Using the listing below, copy exactly the lines from the one containing "(diff shortened: 1 of 1 files shown)" to the one containing "Works for me, tested", both lines included, and no others.
+---+
PR #254, opened 2011-12-02
Return ETag and Last-Modified with returnbody=true and siblings

seancribbs:
Associated bugs:
- https://issues.basho.com/show_bug.cgi?id=1020
- https://issues.basho.com/show_bug.cgi?id=1297

Different but related issues to our capability for conditional requests, most specifically `PUT`s:
1. The client is unable to cache or validate previous responses when siblings are present because neither `ETag` nor `Last-Modified` are included in the response.
2. When using `returnbody=true` even in the case where siblings are not generated, neither `Last-Modified` nor `ETag` are present in response, even though we claim it has the same semantics as the response of a `GET` following the `PUT`.

Gotcha:

In the case of siblings, we should likely be returning "weak" entity tags (two available representations that are not the same content have the same ETag), but there are some other cases where we do not.

### DIFF
--- a/src/riak_kv_wm_object.erl
+++ b/src/riak_kv_wm_object.erl
@@ -837,35 +837,45 @@ delete_resource(RD, Ctx=#ctx{bucket=B, key=K, client=C, rw=RW, r=R, w=W,
 %% @spec generate_etag(reqdata(), context()) ->
 %%          {undefined|string(), reqdata(), context()}
 %% @doc Get the etag for this resource.
-%%      Documents will have an etag equal to their vtag.  No etag will be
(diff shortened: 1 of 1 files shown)


atl:
Thanks for following this through, Sean!

atl:
This was a "pet" bug of mine, and I was disappointed to discover the code did not make it into the 1.1.0 release.

russelldb:
Works for me, tested it by hand and indeed `ETag` and `Last-Modified` are returned with both sibling `GET`s, and `returnbody` `PUT`s and `POST`s.

Ran the RJC integration test suite against it, and nothing broke, so it is backwards compatible, too (obv. but I had to check.)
+---+
Solution to this task:
(diff shortened: 1 of 1 files shown)


atl:
Thanks for following this through, Sean!

atl:
This was a "pet" bug of mine, and I was disappointed to discover the code did not make it into the 1.1.0 release.

russelldb:
Works for me, tested it by hand and indeed `ETag` and `Last-Modified` are returned with both sibling `GET`s, and `returnbody` `PUT`s and `POST`s.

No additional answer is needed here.